Reporting correct Ct-values of the SARS-CoV-2 PCR is of importance for infection prevention and control practices. As there is a clear correlation between viral load, which correlates with Ct-values, and shedding of infectious virus in COVID-19 patients, Ct-values are used to downscale or stop SARS-CoV-2 infection prevention and control measures in hospitalized COVID-19 patients (van Kampen et al., 2021; Bullard et al., 2020; Wölfel et al., 2020). Therefore, we could highly recommend the use of dual-target PCR test in daily practice.

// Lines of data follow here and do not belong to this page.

PR #3618, opened 2023-04-21
Unified `BilinearFormIntegrator::GetRule` Interface

sebastiangrimberg:
NOTE: This branch is based on https://github.com/mfem/mfem/pull/3526 (in review)

The current interface in `BilinearFormIntegrator`, `NonlinearFormIntegrator`, and `LinearFormIntegrator` classes for selecting quadrature rules leads to code duplication and makes extensibility difficult. This PR introduces a top level `GetRule` member for integrator classes to override. This allows for several lifestyle improvements:

- This unifies the choice of integration rule and removes any code duplication between `AssemblyLevel::Legacy` element matrix assembly and newer variants (`Partial`, `None`, `Full`, ...). Currently there are integrators which instead of implementing their own static `GetRule` are using a different one which already exists ([here](https://github.com/mfem/mfem/blob/master/fem/bilininteg_hcurl.cpp#L960) and [here](https://github.com/mfem/mfem/blob/master/fem/bilininteg_hdiv.cpp#L1496) for example), leading to different quadrature rules between assembly levels which is not ideal.
- It removes the need for customizations for each integrator to be duplicated in the [libCEED interface](https://github.com/mfem/mfem/blob/master/fem/ceed/interface/util.cpp#L194).
- Users and application codes, if wishing to use an existing integrator but with a custom integration order, currently only have the option of using `SetIntRule` which does not work for mixed meshes. The new structure allows easy construction of a derived integrator class which only overrides the `GetRule` method and does not have to fully reimplement `AssembleElementMatrix` just to use a custom integration rule.

I realize that this does touch a lot of code which has not been touched for a long time, and so there may be some reluctancy to adopting this PR. Hence I'd love to hear what people think about reviewing and merging this. I have checked and there are only two spots where these modifications have actually modified the existing default quadrature order in order to reduce some code duplication where I thought it was OK:

- `BoundaryMassIntegrator` gets an added `Trans.GetOrderW()` in order to match `MassIntegrator`
- `GroupConvectionIntegrator` gets an added `Trans.GetOrder()` in order to match `ConvectionIntegrator`.

Also I apologize for a lot of whitespace changes, I can revert any of these as desired if it is decided to go forward with this PR.


sebastiangrimberg:
Closing now that the dependent PRs have been closed and moved to downstream repositories.

Issue #3691, opened 2023-05-24
Bug in `ParNCMesh` with p > 2 H1 space on conformal prism mesh


hughcars:
I have a mesh `p1_prism.msh`, available on branch `cavity-prism-par-ncmesh-bug`, which when run with `ex1p` runs fine, with and without a uniform refinement:
```
mpirun -np 3 ex1p -m ../../data/p1_prism.msh -o 2
```

The initial `p1_prism` mesh as shown by glvis is
<img width="535" alt="Screenshot 2023-05-24 at 10 08 13 AM" src="https://github.com/mfem/mfem/assets/114775781/40a18eea-a8f5-4583-938e-10656b2fed00">
and the uniformly refined mesh is 
<img width="535" alt="Screenshot 2023-05-24 at 10 08 50 AM" src="https://github.com/mfem/mfem/assets/114775781/f067eab9-e385-4e02-9144-a1465854f28c">

Passing the same mesh to `ex6p` however causes a range of issues. If a uniform refinement is done on the serial mesh before `EnsureNCMesh` is called, calling `mpirun -np 3 ex6p -m ../../data/p1_prism.msh -o 2 -h1` (using `-h1` avoids triggering a related bug for RT spaces, see https://github.com/mfem/mfem/issues/3671) gives these error messages:
```
Verification failed: (key >= 0) is false:
 --> R1 index 35 not found.
 ... in function: const NCMesh::MeshId &mfem::NCMesh::NCList::LookUp(int, int *) const
 ... in file: [redact]/mfem/mesh/ncmesh.cpp:3474

Verification failed: (key >= 0) is false:
 --> R0 index 13 not found.
 ... in function: const NCMesh::MeshId &mfem::NCMesh::NCList::LookUp(int, int *) const
 ... in file: [redact]/mfem/mesh/ncmesh.cpp:3474
```
In the initial phase of `BuildParallelConformingInterpolation` where local true dofs are being sent to other ranks [here](https://github.com/mfem/mfem/blob/master/fem/pfespace.cpp#L2509). The `R0` and `R1` in the above error messages are the ranks of the failing processors.

[...]

PR #3709, opened 2023-06-05
Bug fixes for NC prism meshes

hughcars:
This PR contains fixes to resolve the issues identified in https://github.com/mfem/mfem/issues/3691 and https://github.com/mfem/mfem/issues/3671.

These were tested using 
```
#!/bin/bash
for np in {2,3,6}
do
  for o in {1,2,3}
  do
    mpirun -np $np ex6p -m ../../data/p1_prism.msh -o $o
    mpirun -np $np ex6p -m ../../data/p2_prism.msh -o $o
  done
done
```
which previously errored for all. 

The test prism meshes are included. The most pernicious issue was the use of `std::lower_bound` in the case of a non bijective map from face entity to dofs. Addressing this appears to have resolved the other issues as well (at least the previously failing tests now pass). Using `std::upper_bound` and stepping backwards ensures that only entities that increment the dof count are found, rather than the first entity at a given total dof count. 

Some style/readability changes were made particularly within `pfespace.cpp`, these were made to help debugging, to reduce the number of nested closures and refactor some home rolled algorithms to use those provided by the STL. Also fixed some warnings of unused variables/leaks in some tests.

| [#3709](https://github.com/mfem/mfem/pull/3709) | @hughcars | @mlstowell | @dylan-copeland + @jakubcerveny + @mlstowell | 6/5/23 | 7/14/23 | ⌛due 6/26/23 | |


tests/unit/linalg/test_operator.cpp
```diff
@@ -31,23 +31,19 @@ TEST_CASE("Operator", "[Operator]")
    {
       // When cg is in a product (on the right), we require cg->iterative_mode to be false.
 
-      ProductOperator *product = NULL;
-      RAPOperator *rap = NULL;
-      TripleProductOperator *triple = NULL;
```
hughcars, line 36: These variables were all lighting up for unused variables (in error) but I opted to fix it anyway.

mlstowell:

fem/pfespace.cpp
```diff
@@ -1842,9 +1842,13 @@ int ParFiniteElementSpace::PackDof(int entity, int index, int edof) const
...
-   const int* pos = std::lower_bound(array, end, value);
-   MFEM_VERIFY(pos != end, "value not found");
-   return pos - array;
+   const int* pos = std::upper_bound(array, end, value);
+   MFEM_VERIFY(pos != array, "value not found");
+   if (pos == end)
+   {
+      MFEM_VERIFY(*(array+size - 1) == value, "Last entry must be exact")
+   }
+   return pos - array - 1;
```
hughcars, line 1851: The impact of this can be best illustrated by considering a sequence of P2 triangles and quads. p2 triangles have no face dofs, so {Q, T, T, Q, Q} would gives {0, 1, 1, 1, 2} as the dof numbering. Searching with lower bound for 1, would give the first triangle (T), whereas the true target is the second quad (Q). This was the scenario that allowed me to catch this bug, but this fix appears to have resolved a lot of other failing cases I was working on. My hypothesis for this was that this error was causing the NC mesh to get into a mess such that the indexing no longer worked for any other dofs either.

fem/pfespace.cpp
```diff
@@ -2161,11 +2162,21 @@ void NeighborRowMessage::Decode(int rank)
...
+#ifdef MFEM_DEBUG_PMATRIX
+         mfem::out << "Rank " << pncmesh->MyRank << " receiving from " << rank
+                   << ": ent " << ent << ", index " << id.index
+                   << ", edof " << edof << " (id " << id.element << "/"
+                   << int(id.local) << ")" << std::endl;
+#endif
+
+         // If edof arrived with a negative index, flip it, and the scaling.
+         double s = (edof < 0) ? -1.0 : 1.0;
+         edof = (edof < 0) ? -1 - edof : edof;
```
hughcars, line 2174: This change was caught in noticing some RT dofs, when sent over the wires were arriving with negative indices once the mesh had been adapted for a while.

fem/pfespace.cpp
```diff
@@ -2440,15 +2447,50 @@ ::BuildParallelConformingInterpolation(HypreParMatrix **P_, SparseMatrix **R_,
...
+            msg << x << ' ';
+         }
+         msg << '}';
+      }
+
+      int entity, index, edof;
+      UnpackDof(dof, entity, index, edof);
+      msg << " entity " << entity << " index " << index << " edof " << edof;
+      return msg.str();
+   };
```
hughcars, line 2491: This lambda was extremely helpful during debugging, when trying to keep track of an individual failing dof. I leave it in case anyone runs into a similar morass in future, as it should print all the helpful information they might want.

tests/unit/mesh/test_ncmesh.cpp
```diff
@@ -510,16 +512,83 @@ TEST_CASE("FaceEdgeConstraint",  "[Parallel], [NCMesh]")
...
+      {
+         CheckL2Projection(pmesh, smesh, p, exact_soln);
+      }
    }
+
+
 } // test case
 
 
+
```
dylan-copeland, line 591: There are a few empty lines that could be removed.

dylan-copeland (approved):

tests/unit/mesh/test_ncmesh.cpp
hughcars: Addressed in https://github.com/mfem/mfem/pull/3709/commits/0ca88cb295f116fa9e3181737c3302c27096ee12

hughcars:
@jakubcerveny @mlstowell If there's no objections, it would be nice to merge this as it will make further NC development simpler.

mlstowell:
Hi, @hughcars,

I wanted to make what I thought would be a small request but I may have opened a whole can of worms.

The two meshes being proposed for addition may not be generally useful (although I do like `p2_prism.mesh`) so I was thinking of just building them in the unit test. For example we could add the following:
```
Mesh CylinderMesh(bool quadratic)
{
   double c[3];

   Mesh mesh(3, 15, 8);

   for (int i=0; i<3; i++)
   {
      c[0] = 0.0;  c[1] = 0.0;  c[2] = 2.74 * i;
      mesh.AddVertex(c);

      for (int j=0; j<4; j++)
      {
         c[0] = 2.74 * ((j + 1) % 2) * (1 - j);
         c[1] = 2.74 * (j % 2) * (2 - j);
         c[2] = 2.74 * i;
         mesh.AddVertex(c);
      }
   }

   for (int i=0; i<2; i++)
   {
      for (int j=0; j<4; j++)
      {
         /*
         mesh.AddWedge(5*i, 5*i+j+1, 5*i+(j+1)%4+1,
                       5*(i+1), 5*(i+1)+j+1, 5*(i+1)+(j+1)%4+1);
         */
         /*
         mesh.AddWedge(5*i+(j+1)%4+1, 5*i, 5*i+j+1,
                       5*(i+1)+(j+1)%4+1, 5*(i+1), 5*(i+1)+j+1);
         */
         mesh.AddWedge(5*i+j+1, 5*i+(j+1)%4+1, 5*i,
                       5*(i+1)+j+1, 5*(i+1)+(j+1)%4+1, 5*(i+1));
      }
   }

   mesh.FinalizeTopology();

   if (quadratic)
   {
      mesh.SetCurvature(2);

      auto quad_cyl = [](const Vector& x, Vector& d)
      {
         d.SetSize(3);
         d = x;
         double ax = fabs(x[0]);
         double ay = fabs(x[1]);
         double r = ax + ay;
         if (r < 1e-6) { return; }

         double sx = copysign(1.0, x[0]);
         double sy = copysign(1.0, x[1]);

         double t = ((2.0 - (1.0 + sx) * sy) * ax +
                     (2.0 - sy) * ay) * 0.5 * M_PI / r;
         d[0] = r * cos(t);
         d[1] = r * sin(t);

         return;
      };

      mesh.Transform(quad_cyl);
   }

   return mesh;
}
``` 
This code should reproduce meshes equivalent to `p1_prism.msh` or `p2_prism.msh`. The nodes and elements are ordered differently but that shouldn't matter.

Notice that I include three ways to add the wedge elements. Two of these lead to failing tests with differences in the L2 errors on the order of 1e-9. Hence the can of worms. Does this small difference expose an error in our H1 wedge basis functions or is the unit test overly optimistic? I'm honestly not sure.

hughcars:
> Notice that I include three ways to add the wedge elements. Two of these lead to failing tests with differences in the L2 errors on the order of 1e-9. Hence the can of worms. Does this small difference expose an error in our H1 wedge basis functions or is the unit test overly optimistic? I'm honestly not sure.

Ah, that is potentially troublesome. Good to catch whatever it is though. I assume that tightening up the linear solver tolerances did not improve things? An alternative might be hitting it with a direct, as that would at least convince that it is something within the basis or the mesh. If it's the wedge basis functions, I'm not sure I would know where to start in debugging those.

mlstowell:
> Ah, that is potentially troublesome. Good to catch whatever it is though. I assume that tightening up the linear solver tolerances did not improve things? An alternative might be hitting it with a direct, as that would at least convince that it is something within the basis or the mesh. If it's the wedge basis functions, I'm not sure I would know where to start in debugging those.

I did not try to tighten the tolerances because they are already at 1e-16. I did try adding comparable tests on a tetrahedral mesh and saw comparable errors. I'm tempted to try the same tests on a hexahedral mesh for peace of mind.

Incidentally, I just committed the modified unit test. Feel free to modify it in any way you see fit.

hughcars:
Thanks for the updated test: some tests good, more tests better. I was taking another look at the cavity resonator I was using to generate these meshes to think about it some more, and I actually now have even more dispiriting news:

Screenshot 2023-07-13 at 5 02 24 PMScreenshot 2023-07-13 at 5 02 04 PM

This is with one rank, cubic ND elements, and some NC tetrahedral adaptation. I can also reproduce it doing a 6 rank adapt. The first image is a crinkle cut, and the second has the NC mesh visible. Clearly there's something up, the nice thing is being a single rank it at least rules out my modification for ParNCMesh for p>=2 ND elements in https://github.com/mfem/mfem/pull/3611.

mlstowell (approved):
The unit test has been expanded to contain a Hex mesh.

mlstowell:
I don't expect @dylan-copeland to have any concerns with the more recent changes since they only add more mesh options to the unit test. Assuming the checks all pass I'll try to merge this into `next` this afternoon. Thanks @hughcars for your continuing improvements and your patience.

hughcars:
Thank you @mlstowell for the help with the PR, and for all the heavy lifting on ND elements in the first place.

mlstowell:

PR #3557, opened 2023-03-24
Parallel H1 HO <-> LOR Transfer Operator

ebchin:
Updates `L2ProjectionGridTransfer::L2ProjectionH1Space` to work on `ParFiniteElementSpace`s.  New miniapp (`miniapps/tools/lor-transferp.cpp`) demonstrates this capability.

 | PR | Author | Editor | Reviewers | Assignment | Approval | Merge|
 | --- | --- | --- | --- | --- | --- | --- |
| [#3557](https://github.com/mfem/mfem/pull/3557) | @ebchin | @tzanio | @pazner + @tzanio | 3/24/23 | 8/12/23 | 8/22/23 | |

<details>
<summary>PR Checklist</summary>
    
- [ ] Code builds.
- [ ] Code passes `make style`.
- [ ] Update `CHANGELOG`:
    - [ ] Is this a new feature users need to be aware of? New or updated example or miniapp?
    - [ ] Does it make sense to create a new section in the `CHANGELOG` to group with other related features?
- [ ] Update `INSTALL`:
    - [ ] Had a new optional library been added? If so, what range of versions of this library are required? (*Make sure the external library is compatible with our BSD license, e.g. it is not licensed under GPL!*)
    - [ ] Have the version ranges for any required or optional libraries changed?
    - [ ] Does `make` or `cmake` have a new target?
    - [ ] Did the requirements or the installation process change? *(rare)*
- [ ] Update continuous integration server configurations if necessary (e.g. with new version requirements for each of MFEM's dependencies)
    - [ ] `.github`
    - [ ] `.appveyor.yml`
- [ ] Update `.gitignore`:
    - [ ] Check if `make distclean; git status` shows any files that were generated from the source by the project (not an IDE) but we don't want to track in the repository.
    - [ ] Add new patterns (just for the new files above) and re-run the above test.
- [ ] New examples:
    - [ ] All sample runs at the top of the example source file work.
    - [ ] Update `examples/makefile`:
      - [ ] Add the example code to the appropriate `SEQ_EXAMPLES` and `PAR_EXAMPLES` variables.
      - [ ] Add any files generated by it to the `clean` target.
      - [ ] Add the example binary and any files generated by it to the top-level `.gitignore` file.
    - [ ] Update `examples/CMakeLists.txt`:
      - [ ] Add the example code to the `ALL_EXE_SRCS` variable.
      - [ ] Make sure `THIS_TEST_OPTIONS` is set correctly for the new example.
[...]

PR #3815, opened 2023-08-07
Proposed changes to #3557

pazner:
Some proposed changes to PR #3557:

* Remove the class `ParL2ProjectionH1Space`. Instead the serial and parallel versions are in a single class, `L2ProjectionH1Space`. Only the constructor is different.
* Make sure to do RAP in serial when the prolongation matrices are not identity (e.g. AMR meshes)
* Simplify mass computation in the miniapp code
* Remove the optimization where the DOF and true-DOF vectors would alias each other in certain cases. This way is clearer and safer, but a bit less efficient. With a parallel build this optimization isn't going to matter.

### DIFF
--- a/fem/transfer.cpp
+++ b/fem/transfer.cpp
@@ -670,7 +670,7 @@ void L2ProjectionGridTransfer::L2ProjectionH1Space::Mult(
       Y.SetSubVector(vdofs_list, Y_dim);
    }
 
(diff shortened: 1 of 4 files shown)


ebchin (approved):
Thanks for the suggestions and improvements @pazner.  All of them look good to me!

In conclusion, we describe a SARS-CoV-2 variant with diminished amplification of the ORF1ab target in the Cobas® dual-target SARS-CoV-2 assay, highlighting the importance of surveillance of genomic regions used in molecular diagnostics and the importance of the public release of target regions used. In addition, this case underpins the importance of using dual-targets in molecular diagnostic assays to limit the chance of false-negative results due to primer and/or probe mismatches.

Data availability

Sequence data is published on GISAID and also available on request.

Declaration of Competing Interest

Sequencing was funded by ZonMW (grant agreement no: 10150062010005).

SP: received financial support from outside of the submitted work.

RM; RS; MK; JW; PM; BOM; DN; JvV; MS; SvB; Jvk: reported no conflict of interest.